La ha escuchado en absoluto silencio y en silencio absoluto continúa observándola sin ni siquiera pestañar mientras sorbe despacio lo que queda en su copa. Nefe rueda entonces del sillón y se le aproxima deslizándose en la alfombra como una boa domesticada pero hambrienta. Concluido su recorrido, recuesta el rostro entre las piernas del hombre. Él hace rato que claudicó de cualquier posible disgusto, pero ella no lo sabe hasta que siente su mano tibia sobre el cabello, que ahora despeina distraído.

Hicieron el amor antes de la cena sobre el tapete tibio; y también después, en la amplísima cama. Quedaron rendidos, exhaustos.

Así se siente: rendida y exhausta cuando se quita los implementos que le han permitido sentir esos orgasmos maravillosos. Demasiado para alguien de su edad: ¿eran tan plenos los otros?, quisiera recordarlos, pero hace tanto tiempo...

Aún quedan algunas horas de sol, y aunque se ha acostumbrado a dormir muy temprano y a levantarse de madrugada para poder coincidir con la persona que es Mel, piensa que hoy no podrá hacerlo. No por lo que acaba de pasar, sino por la desazón que le produce la noticia que no llega (acaba de comprobarlo al revertir el comando interruptor de las comunicaciones) y también, ¿a qué negarlo?, por las frustradas llamadas de Lucía. No ha sido capaz de superar la culpa, inalterable en un recóndito nicho donde nunca han llegado su inteligencia ni las arengas y consejos de los tantos guías emocionales consultados a lo largo de la vida. Nuevamente se enfrenta a las preguntas que la obsesionan: ¿será que no la quiere?, ¿será que nunca terminó de aceptar su inesperada, inconveniente, no deseada llegada? Sí, jamás ha podido perdonarle la carrera truncada, los tantos años de dedicación que le exigió la niña endeble y nerviosa. No, no la perdona, pero tampoco a sí misma por su incapacidad para aceptar la maternidad. ¿Qué otra razón pueden tener sus evasivas constantes, más aún cuando la hija se presenta así, desecha, dopada sin duda por alguna droga de última generación? También ella recurre a la suya especial para estos casos: justo en la vena del brazo izquierdo se clava la minúscula jeringa con los milímetros exactos del viscoso líquido azul. Minutos después, laxa y feliz, la busca en uno, dos, tres lugares en la red donde podría estar; no la encuentra (¿o acaso se esconde?), pero le deja convenientes e insinceros mensajes que la alivian completamente. ¡Mejor!, ¡qué bien!, se dice disponiéndose a retomar la lectura.
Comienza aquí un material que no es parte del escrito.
PR #113, opened 2019-10-01
Remove --detach for most make targets

### LINKED ISSUE #102: Remove `--detach` from `make jupyter` (and others)
it's very useful to see job's logs, even together with `--browse`

anayden:
Closes #102 

I did not remove `--detach` from `make setup` though. Let me know if you think that's necessary.

### DIFF
--- a/tests/e2e/conftest.py
+++ b/tests/e2e/conftest.py
@@ -295,15 +295,25 @@ def run_once(
     `RuntimeError` is raised. Use `verbose=True` to print useful information
     to log (also to dump all child process' output to the handler defined
     in `PEXPECT_DEBUG_OUTPUT_LOGFILE`).
-    >>> # Check expected-outputs:
-    >>> run("echo 1 2 3", expect_patterns=['1', '3'], verbose=False)
+    >>> # Expect the first and the last output:
+    >>> run_once("echo 1 2 3", expect_patterns=[r'1 \d+', '3'], verbose=False)
+    '1 2 3'
+    >>> # Abort once all the patterns have matched:
+    >>> run_once("bash -c 'echo 1 2 3 && sleep infinity'",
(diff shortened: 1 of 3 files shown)


ayushkovskiy:
> I did not remove --detach from make setup though. Let me know if you think that's necessary.

sure, there are commands going after `neuro job run`

ayushkovskiy:
Tests on `make jupyter` fail. Either the job fails and we try to `curl` the `succeeded` job, or the process that submits the job `run(...)` does not return because the job is not `--detach`, so the test fails with timeout. We need to enhance helpers to return once all the patterns have matched. I'll do this.

tests/e2e/conftest.py
```diff
@@ -339,7 +353,6 @@ def run_once(
                 chunk = _get_chunk(child)
                 output += chunk
     finally:
-        output += _read_till_end(child)
```
ayushkovskiy: this blocked until the process finished. Added a test with `sleep infinity` as the last command.

tests/e2e/conftest.py
```diff
@@ -354,36 +367,6 @@ def _get_chunk(child: pexpect.pty_spawn.spawn) -> str:
     return chunk
 
 
-def _read_till_end(child: pexpect.spawn) -> str:
```
ayushkovskiy: not needed code anymore

tests/e2e/test_e2e_template.py
```diff
@@ -258,6 +259,10 @@ def test_make_run_something_useful(target: str, path: str, timeout_run: int) ->
             )
         wait_job_change_status_to(job_id, "succeeded")
 
+    except Exception:
```
ayushkovskiy: to see the error immediately

PR #122, opened 2019-10-08
Validate project slug via pre-hook

### LINKED ISSUE #68: Handle invalid project names correctly
We need to handle correctly projects with names that contain characters invalid for Python module name (`Modules should have short, all-lowercase names. Underscores can be used in the module name if it improves readability.` https://www.python.org/dev/peps/pep-0008/). 

Currently, we allow some invalid names (for example, we allow names with dashes), but some features may be broken in future (for example, `make lint` will fail with `detection-kit is not a valid Python package name`).

### LINKED ISSUE #101: Restrict project name: Too long job names possible
job name max length: 40, the template will be broken if the project name is long (`jupyter-{project-name}`)

anayden:
Closes #68 
Closes #101

### DIFF
--- a/{{cookiecutter.project_slug}}/Makefile
+++ b/{{cookiecutter.project_slug}}/Makefile
@@ -30,7 +30,7 @@ TENSORBOARD_NAME?=tensorboard-$(PROJECT_POSTFIX)
 FILEBROWSER_NAME?=filebrowser-$(PROJECT_POSTFIX)
 
 BASE_ENV_NAME?=neuromation/base
-CUSTOM_ENV_NAME?=image:neuromation-{{cookiecutter.project_slug.replace('_', '-')}}
+CUSTOM_ENV_NAME?=image:neuromation-$(PROJECT_POSTFIX)
 TRAINING_MACHINE_TYPE?=gpu-small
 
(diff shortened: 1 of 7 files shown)


{{cookiecutter.project_slug}}/Makefile
```diff
@@ -22,14 +22,14 @@ RESULTS_PATH_ENV?=$(PROJECT_PATH_ENV)/$(RESULTS_PATH)
 
 NEURO_CP=neuro cp --recursive --update --no-target-directory
 
-SETUP_NAME?=setup-{{cookiecutter.project_slug}}
-TRAINING_NAME?=training-{{cookiecutter.project_slug}}
-JUPYTER_NAME?=jupyter-{{cookiecutter.project_slug}}
-TENSORBOARD_NAME?=tensorboard-{{cookiecutter.project_slug}}
-FILEBROWSER_NAME?=filebrowser-{{cookiecutter.project_slug}}
+SETUP_NAME?=setup-{{cookiecutter.project_slug.replace('_', '-')}}
```
ayushkovskiy: let's move this value as postfix `{{cookiecutter.project_slug.replace('_', '-')}}`

PR #127, opened 2019-10-08
Retry only usually-failing tests 

ayushkovskiy:
as discussed with @asvetlov , we should retry only tests that usually fail. For now, it's `make setup`. 

NOTE: during `make setup`, the most unstable part is `neuro save`. Firstly, I was planning to split `make setup` into few separate targets so that to test them individually (and re-run only `neuro save` part), but this is non-fair testing. So better test exact `make setup` and accept the overhead.

TODO: change the retry strategy: retry only when certain patterns found and break otherwise

### DIFF
--- a/Makefile
+++ b/Makefile
@@ -29,8 +29,8 @@ test_unit:
 
 .PHONY: test_e2e_dev
 test_e2e_dev:
-	TRAINING_MACHINE_TYPE=cpu-small pytest -s --environment=dev --tb=line --reruns=2 tests/e2e
+	TRAINING_MACHINE_TYPE=cpu-small pytest -s --environment=dev --tb=short tests/e2e
 
 .PHONY: test_e2e_staging
 test_e2e_staging:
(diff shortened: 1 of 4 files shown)


tests/e2e/conftest.py
```diff
@@ -75,8 +75,14 @@
     else sys.stdout
 )
 
-# note: ERROR, being the most general error, must go the last
-DEFAULT_NEURO_ERROR_PATTERNS = ("404: Not Found", "Status: failed", r"ERROR[^:]*: .+")
+# note: ERROR, being the most general error, should go the last
+DEFAULT_NEURO_ERROR_PATTERNS = (
+    r"404: Not Found",
+    r"Status:[^\n]+failed",
+    r"Docker API error: Failed to save job [^\n]+502 Bad Gateway",
```
ayushkovskiy: the most common flakiness pattern

ayushkovskiy:
not urgent PR, for now we can leave with the strategy to retry all failed tests

tests/e2e/conftest.py
ayushkovskiy: just to print better errors

PR #133, opened 2019-10-13
Increase timeouts to work better on dev

ayushkovskiy:


ayushkovskiy:
so far, no need to increase timeouts, tests started to work against `dev` cluster after a week

PR #136, opened 2019-10-15
Remove version numbers from requirements.txt

### LINKED ISSUE #117: requirements.txt: do not fix versions of base pip dependencies
they are already fixed in base template: https://github.com/neuromation/template-base-image/blob/ca9f7cae744fb0769197c1b015b4835299583ca5/targets/Dockerfile.python36-jupyter-pytorch-tensorflow-jupyterlab#L98-L102

So we'll have difficulties if versions differ.

anayden:
Closes #117

### DIFF
--- a/{{cookiecutter.project_slug}}/requirements.txt
+++ b/{{cookiecutter.project_slug}}/requirements.txt
@@ -1,7 +1,1 @@
-torchvision
-torch
-tqdm
-matplotlib
-numpy
-tensorboardX
-scikit-learn
+tqdm==4.32.1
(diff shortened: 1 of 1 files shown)


ayushkovskiy:
From all the packages in `requirements.txt`, we re-install all except `tqdm`  and `requests`.
- `tqdm` is a tiny package, which we can allow ourselves to install during `make setup`, let's keep it (with fixed version to follow best practices);
- `requests` -- as Lexi Bender once said, only 5% of projects need this package, let's drop it.
- all other packages are installed in `Dockerfile`, no need to re-install them again.

This all is in order to decrease time of `make setup`.

anayden:
@ayushkovskiy did I do what you mean?

mariyadavydova:
Folks, is there anything to do here? I see that there is only `tqdm` with fixed version in the requirements.txt, looks like this is what we want, isn't it? @ayushkovskiy?

PR #156, opened 2019-11-01
project_slug with dashes instead of underscores

mariyadavydova:
We use project_slug for the repo name (which is usually with dashes, not underscores) and in job names (where we can't even use underscores).


mariyadavydova:
I promise to run tests locally before submitting next time :D

PR #161, opened 2019-11-18
Fix target: `make setup-local`

ayushkovskiy:
Closes https://github.com/neuromation/cookiecutter-neuro-project/issues/160


tests/e2e/test_e2e_template.py
```diff
@@ -280,7 +280,7 @@ def _test_make_run_something_useful(target: str, path: str, timeout_run: int) ->
             job_id,
             expect_patterns=["<html.*>"],
             error_patterns=["curl: .+"],
-            verbose=True,
+            verbose=False,
```
ayushkovskiy: side change: otherwise it prints a lot of trash to logs

PR #163, opened 2019-11-19
Fix test checking code availability from the notebooks

ayushkovskiy:
Due to the problems with tests https://github.com/neuromation/cookiecutter-neuro-project/issues/162, the tests didn't fail however the problem exist.

### DIFF
--- a/tests/e2e/configuration.py
+++ b/tests/e2e/configuration.py
@@ -73,7 +73,9 @@ MK_PROJECT_FILES = [PROJECT_PIP_FILE_NAME, PROJECT_APT_FILE_NAME, "setup.cfg"]
 PACKAGES_APT_CUSTOM = ["python", "expect", "figlet"]
 PACKAGES_PIP_CUSTOM = ["aiohttp==3.6", "aiohttp_security", "neuromation==19.9.10"]
 
-PROJECT_HIDDEN_FILES = {".gitkeep"}
+# TODO(artem): hidden files is a hack, see issue #93
+PROJECT_HIDDEN_FILES = {".gitkeep", "__pycache__"}
+
 PROJECT_CODE_DIR_CONTENT = {"__init__.py", "main.py"}
 PROJECT_NOTEBOOKS_DIR_CONTENT = {"Untitled.ipynb", "00_notebook_tutorial.ipynb"}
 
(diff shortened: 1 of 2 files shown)


tests/e2e/test_e2e_template.py
```diff
@@ -284,7 +286,7 @@ def _test_make_run_something_useful(target: str, path: str, timeout_run: int) ->
             job_id,
             expect_patterns=["<html.*>"],
             error_patterns=["curl: .+"],
-            verbose=True,
+            verbose=False,
```
ayushkovskiy: side change: do not overload logs with long outputs of http responses.

tests/e2e/test_e2e_template.py
```diff
@@ -133,7 +134,7 @@ def _run_make_setup_test(tmp_path: Path) -> None:
 
     expected_string = "Hello World!"
     tmp_path.mkdir(exist_ok=True)
-    out_file = (tmp_path / "out").absolute()
+    out_file = f"/tmp/out-nbconvert-{MK_PROJECT_SLUG}"
```
ayushkovskiy: this is from within the job, not on the local machine :man_facepalming:

tests/e2e/configuration.py
```diff
@@ -73,7 +73,9 @@ def unique_label() -> str:
 PACKAGES_APT_CUSTOM = ["python", "expect", "figlet"]
 PACKAGES_PIP_CUSTOM = ["aiohttp==3.6", "aiohttp_security", "neuromation==19.9.10"]
 
-PROJECT_HIDDEN_FILES = {".gitkeep"}
+# TODO(artem): hidden files is a hack, see issue #93
+PROJECT_HIDDEN_FILES = {".gitkeep", "__pycache__"}
```
ayushkovskiy: this test also fails.

tests/e2e/test_e2e_template.py
```diff
@@ -131,21 +139,21 @@ def _run_make_setup_test(tmp_path: Path) -> None:
     )
     job_id = parse_job_id(out)
 
-    expected_string = "Hello World!"
-    tmp_path.mkdir(exist_ok=True)
-    out_file = (tmp_path / "out").absolute()
```
ayushkovskiy: I was so stupid to create the file's temp directory locally and expect it to be present in the job :joy:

Cuando cierra el libro no puede dejar de sentir un leve desencanto: el final le parece decepcionante, más aún tomando en cuenta que el capítulo anterior, el del diálogo, podría calificarse de magistral. Trata de ser objetiva: ¿cómo en tan pocas páginas, con tan breves parlamentos de los dos personajes puede un autor provocar tantas emociones y dar tanta información? Pero lo que más le satisface es que lo haya logrado con un léxico donde confluyen diversos tiempos verbales en tres lenguas diferentes. Decide volver sobre el capítulo tomando toda la distancia posible, dispuesta a anotar a mano lo que considera hallazgos literarios dignos de recordar, de tener en cuenta. Una gran libreta empastada y el muy antiguo bolígrafo Parker enchapado en oro (legado exquisito de su padre) son para ella obligación en estos casos, una manera de no olvidar el viejo (y verdadero) arte de la escritura, cuando escribir era el trazo, el grabado, la marca indeleble de la tinta sobre el papel. ¿Habrá Mel “escrito” alguna vez algo? Nunca se lo ha preguntado. Busca otro cuaderno más pequeño y anota al final de la columna de Preguntas para Mel: ¿Sabes “escribir”? Antes que esa hay exactamente cinco sin tachar, pendientes por hacerle.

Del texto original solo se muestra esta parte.